The adapter state machine is susceptible to missing and/or
corrupting state updates at runtime. This can lead to a variety
of unintended issues and is due to the lack of a serialization
mechanism to protect the adapter state.

Use an adapter-wide mutex to serialize state changes.
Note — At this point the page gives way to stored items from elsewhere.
PR #2385, opened 2026-03-11
Fix TTFT Overhead

ljovanovicTT:
## Problem: 
Previously, the default constructor of `TaskID` invoked the expensive `boost::uuids::random_generator()` operation, even though the generated ID was immediately overwritten with the `task_id` value from the request JSON, causing ~8ms increase in TTFT


idjuricTT (approved):

tt-media-server/cpp_server/src/services/llm_service.cpp
```diff
@@ -434,8 +434,8 @@ void LLMService::submit_decode_continuation(
     std::vector<int64_t> token_ids(prompt.begin(), prompt.end());
 
     auto sequence = std::make_unique<llm_engine::Sequence>(
+        llm_engine::TaskID(task_id),
```
madicd, line 442: Can we keep the `task_id` in the constructor?
This would allow us to never have Task ID without a `task_id` (or with an empty one).

tt-media-server/cpp_server/tests/sequence_test.cpp
```diff
@@ -157,8 +157,7 @@ TEST(SequenceTest, SerializeDeserialize_RoundTrip_PreservesAllFields) {
 }
 
 TEST(SequenceTest, SerializeDeserialize_EmptyTokenIds) {
-  Sequence orig(256, {}, SamplingParams{.max_tokens = 10});
-  orig.task_id = TaskID();
+  Sequence orig(TaskID("seq-empty-tokens"), 256, {}, SamplingParams{.max_tokens = 10});
```
madicd, line 160: Detail: 
I tend to use realistic data in the tests for 2 reasons
* They serve as documentation for ppl that do not know the domain. If I am new to this codebase I would prefer seeing how Task ID really looks like.
* The quality of tests is impacted by the quality of the data used in the tests. If we don't use realistic data, are the test results realistic?

Both are very much details for this use case, but I have built this habit over time and thought of sharing it.
Does it make sense?

dmadicTT (approved):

Signed-off-by: Matthew R. Ochs <mro...@linux.vnet.ibm.com>
Signed-off-by: Manoj N. Kumar <ma...@linux.vnet.ibm.com>

Conflicts:
        drivers/scsi/cxlflash/main.c
---
 drivers/scsi/cxlflash/common.h    |  1 +
 drivers/scsi/cxlflash/main.c      | 48 ++++++++++++++++++++++++++++++---------
 drivers/scsi/cxlflash/superpipe.c |  7 +++++-
 3 files changed, 44 insertions(+), 12 deletions(-)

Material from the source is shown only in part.